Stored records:
● ● ● ● ● ● ●

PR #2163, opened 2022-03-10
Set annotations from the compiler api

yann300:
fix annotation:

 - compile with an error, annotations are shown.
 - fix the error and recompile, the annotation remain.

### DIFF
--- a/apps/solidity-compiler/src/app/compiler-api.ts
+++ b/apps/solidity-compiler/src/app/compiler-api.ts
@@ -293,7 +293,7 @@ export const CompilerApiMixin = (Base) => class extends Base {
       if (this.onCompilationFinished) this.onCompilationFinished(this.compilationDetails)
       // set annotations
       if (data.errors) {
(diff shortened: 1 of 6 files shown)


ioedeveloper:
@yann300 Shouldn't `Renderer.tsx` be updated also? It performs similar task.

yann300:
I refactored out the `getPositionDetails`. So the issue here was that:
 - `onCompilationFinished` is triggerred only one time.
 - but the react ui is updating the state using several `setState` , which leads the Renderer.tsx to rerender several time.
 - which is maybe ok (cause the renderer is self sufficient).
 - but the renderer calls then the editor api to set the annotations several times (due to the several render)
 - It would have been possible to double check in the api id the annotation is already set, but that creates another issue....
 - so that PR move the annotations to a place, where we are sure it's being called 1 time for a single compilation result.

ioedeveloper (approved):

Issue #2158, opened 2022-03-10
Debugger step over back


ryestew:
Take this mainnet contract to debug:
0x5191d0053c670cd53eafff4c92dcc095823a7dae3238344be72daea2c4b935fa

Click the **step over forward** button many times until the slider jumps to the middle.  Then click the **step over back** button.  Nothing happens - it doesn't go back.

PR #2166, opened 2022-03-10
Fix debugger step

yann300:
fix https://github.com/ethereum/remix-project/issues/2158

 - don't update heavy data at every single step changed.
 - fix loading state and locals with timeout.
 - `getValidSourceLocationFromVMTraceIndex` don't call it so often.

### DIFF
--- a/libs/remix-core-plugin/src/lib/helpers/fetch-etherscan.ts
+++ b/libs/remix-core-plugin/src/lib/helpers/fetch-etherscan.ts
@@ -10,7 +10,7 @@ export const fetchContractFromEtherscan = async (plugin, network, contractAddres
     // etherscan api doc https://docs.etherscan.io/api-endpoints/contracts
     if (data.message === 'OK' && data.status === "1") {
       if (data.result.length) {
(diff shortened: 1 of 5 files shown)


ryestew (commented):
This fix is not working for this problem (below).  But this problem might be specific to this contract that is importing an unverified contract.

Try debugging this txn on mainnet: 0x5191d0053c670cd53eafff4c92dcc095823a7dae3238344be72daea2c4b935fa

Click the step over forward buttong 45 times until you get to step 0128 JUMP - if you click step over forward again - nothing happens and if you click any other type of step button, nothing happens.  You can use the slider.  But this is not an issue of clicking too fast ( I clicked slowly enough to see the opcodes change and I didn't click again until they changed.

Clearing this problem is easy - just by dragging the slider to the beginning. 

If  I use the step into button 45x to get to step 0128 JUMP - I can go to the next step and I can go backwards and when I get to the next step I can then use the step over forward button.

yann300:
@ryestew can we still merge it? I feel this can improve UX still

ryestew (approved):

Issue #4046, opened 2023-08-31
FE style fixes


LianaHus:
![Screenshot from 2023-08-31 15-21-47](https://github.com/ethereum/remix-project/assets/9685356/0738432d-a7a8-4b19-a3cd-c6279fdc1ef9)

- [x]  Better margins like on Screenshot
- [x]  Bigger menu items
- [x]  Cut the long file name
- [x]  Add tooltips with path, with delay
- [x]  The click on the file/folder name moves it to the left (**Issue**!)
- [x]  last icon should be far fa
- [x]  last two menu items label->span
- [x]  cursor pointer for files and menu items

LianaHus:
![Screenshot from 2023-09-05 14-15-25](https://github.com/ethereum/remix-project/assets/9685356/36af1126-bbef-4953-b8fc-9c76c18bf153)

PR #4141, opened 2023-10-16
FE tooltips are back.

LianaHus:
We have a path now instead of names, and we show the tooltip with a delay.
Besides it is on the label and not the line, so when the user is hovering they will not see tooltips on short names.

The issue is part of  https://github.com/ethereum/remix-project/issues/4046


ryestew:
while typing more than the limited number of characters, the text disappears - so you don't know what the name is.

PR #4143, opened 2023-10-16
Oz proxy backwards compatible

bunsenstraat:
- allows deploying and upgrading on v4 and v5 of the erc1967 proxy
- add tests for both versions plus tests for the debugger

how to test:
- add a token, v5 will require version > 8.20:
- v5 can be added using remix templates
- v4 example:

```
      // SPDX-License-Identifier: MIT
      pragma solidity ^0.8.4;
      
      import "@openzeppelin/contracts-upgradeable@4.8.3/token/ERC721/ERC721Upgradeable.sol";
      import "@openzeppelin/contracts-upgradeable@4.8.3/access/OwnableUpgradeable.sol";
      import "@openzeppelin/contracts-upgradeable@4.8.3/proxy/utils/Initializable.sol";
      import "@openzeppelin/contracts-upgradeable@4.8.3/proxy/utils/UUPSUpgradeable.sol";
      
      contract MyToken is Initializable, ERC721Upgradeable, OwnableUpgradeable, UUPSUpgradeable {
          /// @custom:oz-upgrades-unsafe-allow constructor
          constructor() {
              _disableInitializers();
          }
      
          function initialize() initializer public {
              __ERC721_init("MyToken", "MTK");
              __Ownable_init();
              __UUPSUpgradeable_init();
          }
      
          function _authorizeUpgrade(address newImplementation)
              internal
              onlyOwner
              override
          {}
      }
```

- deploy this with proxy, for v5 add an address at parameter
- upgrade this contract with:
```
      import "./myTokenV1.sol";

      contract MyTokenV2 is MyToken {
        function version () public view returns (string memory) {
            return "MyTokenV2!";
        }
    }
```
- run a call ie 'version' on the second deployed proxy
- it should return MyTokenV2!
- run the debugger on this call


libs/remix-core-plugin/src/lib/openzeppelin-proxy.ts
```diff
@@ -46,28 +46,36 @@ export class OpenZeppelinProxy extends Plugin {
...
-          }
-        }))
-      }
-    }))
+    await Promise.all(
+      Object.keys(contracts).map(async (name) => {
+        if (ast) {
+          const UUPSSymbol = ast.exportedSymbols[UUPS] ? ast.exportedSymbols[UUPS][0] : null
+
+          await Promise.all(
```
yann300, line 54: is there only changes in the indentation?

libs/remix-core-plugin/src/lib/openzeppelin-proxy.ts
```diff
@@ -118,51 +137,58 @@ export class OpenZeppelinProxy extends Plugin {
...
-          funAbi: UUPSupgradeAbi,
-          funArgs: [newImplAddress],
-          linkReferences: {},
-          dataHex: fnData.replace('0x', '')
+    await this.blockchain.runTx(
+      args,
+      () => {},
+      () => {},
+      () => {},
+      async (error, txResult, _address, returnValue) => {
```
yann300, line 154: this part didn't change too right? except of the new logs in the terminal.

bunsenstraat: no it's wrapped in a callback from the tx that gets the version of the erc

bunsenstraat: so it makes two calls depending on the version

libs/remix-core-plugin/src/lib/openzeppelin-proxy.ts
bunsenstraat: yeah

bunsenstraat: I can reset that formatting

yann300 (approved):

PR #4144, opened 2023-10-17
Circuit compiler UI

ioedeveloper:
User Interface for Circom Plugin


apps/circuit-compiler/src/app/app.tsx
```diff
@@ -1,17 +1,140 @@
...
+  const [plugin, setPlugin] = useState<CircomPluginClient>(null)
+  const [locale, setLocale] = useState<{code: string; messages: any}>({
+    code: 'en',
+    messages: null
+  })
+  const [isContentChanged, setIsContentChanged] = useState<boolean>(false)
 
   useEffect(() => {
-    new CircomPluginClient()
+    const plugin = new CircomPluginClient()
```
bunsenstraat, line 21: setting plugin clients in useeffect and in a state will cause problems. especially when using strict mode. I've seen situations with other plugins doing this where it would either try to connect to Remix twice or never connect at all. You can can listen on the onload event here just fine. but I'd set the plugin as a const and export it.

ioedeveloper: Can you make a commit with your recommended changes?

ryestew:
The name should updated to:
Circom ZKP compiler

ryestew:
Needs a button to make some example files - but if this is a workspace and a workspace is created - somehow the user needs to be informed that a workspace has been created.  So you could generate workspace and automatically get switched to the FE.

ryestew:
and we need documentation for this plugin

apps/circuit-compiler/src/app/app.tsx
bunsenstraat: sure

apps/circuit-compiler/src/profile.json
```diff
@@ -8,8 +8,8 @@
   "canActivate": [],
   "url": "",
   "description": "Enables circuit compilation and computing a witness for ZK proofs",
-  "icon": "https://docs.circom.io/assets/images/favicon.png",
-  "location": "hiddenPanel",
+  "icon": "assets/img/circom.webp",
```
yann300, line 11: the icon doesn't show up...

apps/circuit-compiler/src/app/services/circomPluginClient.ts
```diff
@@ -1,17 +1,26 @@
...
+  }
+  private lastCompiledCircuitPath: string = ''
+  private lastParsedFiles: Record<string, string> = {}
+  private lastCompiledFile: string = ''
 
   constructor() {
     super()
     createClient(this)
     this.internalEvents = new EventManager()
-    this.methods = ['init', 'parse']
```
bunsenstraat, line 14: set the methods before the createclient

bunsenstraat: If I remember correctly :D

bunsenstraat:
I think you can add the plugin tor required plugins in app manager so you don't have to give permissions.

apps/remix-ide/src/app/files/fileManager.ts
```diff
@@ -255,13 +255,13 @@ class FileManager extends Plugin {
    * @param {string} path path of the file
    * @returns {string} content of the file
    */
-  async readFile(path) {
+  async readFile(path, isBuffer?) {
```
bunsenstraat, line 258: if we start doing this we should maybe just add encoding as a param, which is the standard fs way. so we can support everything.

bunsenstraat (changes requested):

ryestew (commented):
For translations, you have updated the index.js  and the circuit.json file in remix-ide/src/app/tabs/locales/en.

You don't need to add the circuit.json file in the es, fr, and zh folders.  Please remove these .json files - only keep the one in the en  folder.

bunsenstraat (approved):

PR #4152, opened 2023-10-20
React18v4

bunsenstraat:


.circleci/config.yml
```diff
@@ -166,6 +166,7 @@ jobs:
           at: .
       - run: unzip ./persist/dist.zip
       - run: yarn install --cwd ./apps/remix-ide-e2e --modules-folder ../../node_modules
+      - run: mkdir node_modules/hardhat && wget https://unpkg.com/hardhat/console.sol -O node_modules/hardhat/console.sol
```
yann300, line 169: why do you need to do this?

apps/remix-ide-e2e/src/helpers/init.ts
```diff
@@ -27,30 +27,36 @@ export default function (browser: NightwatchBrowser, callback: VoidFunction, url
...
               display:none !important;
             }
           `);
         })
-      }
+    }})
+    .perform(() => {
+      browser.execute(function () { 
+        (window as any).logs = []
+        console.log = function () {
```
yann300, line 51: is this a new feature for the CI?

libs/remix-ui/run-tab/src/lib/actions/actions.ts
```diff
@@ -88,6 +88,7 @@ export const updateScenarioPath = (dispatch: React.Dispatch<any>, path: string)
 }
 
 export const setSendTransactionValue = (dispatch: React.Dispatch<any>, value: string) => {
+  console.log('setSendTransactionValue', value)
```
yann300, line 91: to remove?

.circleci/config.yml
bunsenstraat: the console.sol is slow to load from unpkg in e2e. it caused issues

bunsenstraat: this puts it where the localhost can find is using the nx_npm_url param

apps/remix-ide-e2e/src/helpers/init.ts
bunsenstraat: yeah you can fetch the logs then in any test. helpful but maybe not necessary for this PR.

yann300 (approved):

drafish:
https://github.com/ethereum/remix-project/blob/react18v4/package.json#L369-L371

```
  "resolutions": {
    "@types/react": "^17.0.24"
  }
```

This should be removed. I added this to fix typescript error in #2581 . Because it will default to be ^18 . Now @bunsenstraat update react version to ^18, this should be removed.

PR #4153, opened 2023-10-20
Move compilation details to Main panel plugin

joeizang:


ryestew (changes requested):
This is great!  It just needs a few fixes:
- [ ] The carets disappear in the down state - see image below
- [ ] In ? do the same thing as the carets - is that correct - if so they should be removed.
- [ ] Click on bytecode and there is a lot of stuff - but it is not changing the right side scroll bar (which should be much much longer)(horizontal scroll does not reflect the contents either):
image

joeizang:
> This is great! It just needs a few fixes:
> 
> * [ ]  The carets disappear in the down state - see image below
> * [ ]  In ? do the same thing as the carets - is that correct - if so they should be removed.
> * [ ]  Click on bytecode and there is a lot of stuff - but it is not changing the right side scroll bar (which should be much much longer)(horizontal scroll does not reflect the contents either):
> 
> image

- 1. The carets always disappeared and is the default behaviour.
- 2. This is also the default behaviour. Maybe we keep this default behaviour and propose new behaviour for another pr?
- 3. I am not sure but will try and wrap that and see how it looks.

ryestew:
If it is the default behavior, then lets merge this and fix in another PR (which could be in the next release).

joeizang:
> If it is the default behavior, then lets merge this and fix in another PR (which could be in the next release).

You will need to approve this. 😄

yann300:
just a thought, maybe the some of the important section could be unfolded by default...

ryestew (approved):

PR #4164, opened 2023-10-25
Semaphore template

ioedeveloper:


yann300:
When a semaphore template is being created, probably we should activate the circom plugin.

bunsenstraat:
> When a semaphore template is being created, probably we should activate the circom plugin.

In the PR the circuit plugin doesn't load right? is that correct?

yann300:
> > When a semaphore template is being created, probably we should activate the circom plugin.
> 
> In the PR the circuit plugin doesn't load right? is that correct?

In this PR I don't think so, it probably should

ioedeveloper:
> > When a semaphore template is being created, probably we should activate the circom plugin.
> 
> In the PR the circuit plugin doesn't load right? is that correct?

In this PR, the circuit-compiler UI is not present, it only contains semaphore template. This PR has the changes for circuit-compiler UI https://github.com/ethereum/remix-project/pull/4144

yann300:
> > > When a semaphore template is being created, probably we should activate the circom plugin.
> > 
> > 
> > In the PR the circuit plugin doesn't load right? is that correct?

● ● ● ● ● ● ●

Requirement ->
Using the records above, repeat exactly the lines from the first one through the line with "- which is maybe".

Response to the task ->
PR #2163, opened 2022-03-10
Set annotations from the compiler api

yann300:
fix annotation:

 - compile with an error, annotations are shown.
 - fix the error and recompile, the annotation remain.

### DIFF
--- a/apps/solidity-compiler/src/app/compiler-api.ts
+++ b/apps/solidity-compiler/src/app/compiler-api.ts
@@ -293,7 +293,7 @@ export const CompilerApiMixin = (Base) => class extends Base {
       if (this.onCompilationFinished) this.onCompilationFinished(this.compilationDetails)
       // set annotations
       if (data.errors) {
(diff shortened: 1 of 6 files shown)


ioedeveloper:
@yann300 Shouldn't `Renderer.tsx` be updated also? It performs similar task.

yann300:
I refactored out the `getPositionDetails`. So the issue here was that:
 - `onCompilationFinished` is triggerred only one time.
 - but the react ui is updating the state using several `setState` , which leads the Renderer.tsx to rerender several time.
 - which is maybe ok (cause the renderer is self sufficient).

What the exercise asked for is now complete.